リグニン (


リグニン (lignin) とは、高等植物の木化に関与する高分子のフェノール性化合物で、木質素とも呼ばれる。

構造

リグニンは、光合成(一次代謝)により同化された炭素化合物が更なる代謝(二次代謝)を受けることで合成されるフェニルプロパノイドのうち、p-クマリルアルコール・コニフェニルアルコール・シナピルアルコールという 3 種類のリグニンモノマーが、酵素(ラッカーゼ・ペルオキシダーゼ)の触媒の元で一電子酸化されフェノキシラジカルとなり、これがランダムなラジカルカップリングで高度に重合することにより三次元網目構造を形成した、巨大な生体高分子である。その構造は複雑で、いまだにはっきりとはわかっていない。

生体高分子としては反応性が乏しく、リグニンを分解する事が可能な生物は白色腐朽菌のみであるが、白色腐朽菌などにより低分子化されたリグニンは Sphingomonas paucimobilis SYK-6 などのバクテリアにより分解され、無機化することが知られている。

一方、人工的な可溶化は長い間不可能とされていたが、近年になって三重大学が60%硫酸中フェノール溶液での加水分解に、明治大学が水のみによる高温高圧での加水分解に成功し、低分子化することによるリグニンの可溶化が達成されたため、リグニンの再利用への道が開けつつある。

存在

リグニンは木材中の20%–30%を占めており、高等植物では生育に伴い、道管・仮道管・繊維などの組織でリグニンが生産される。

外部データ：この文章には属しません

PR #3923, opened 2023-05-11
fix included note display

soulsands:
The display of a included note has been cut off if it's the first element. Maybe it would be better to exclude included notes from the margin rule.

from
image

to
image


soulsands:
@zadam    is this one acceptable? if not, we can close it.

zadam:
sorry, missed this.

soulsands:
> sorry, missed this.

it's okay.  Have a good day!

生産されたリグニンはセルロースと結合した状態で存在し、完全に木化が進行すると木部の組織では強固なリグニン構造だけ残存して殆どの細胞は死細胞化した状態になる。

栄養学的な位置付け

栄養学の分野ではピュアココア(ココア豆からカロリーの高いココアバターを絞ったいわゆる「粕」)などに含まれている食物繊維としてのリグニンは難消化のため、腸管内の残留物の排出に役立つので、肥満等の各種成人病の防止やダイエットに役立つとされ機能の研究が進んでいる。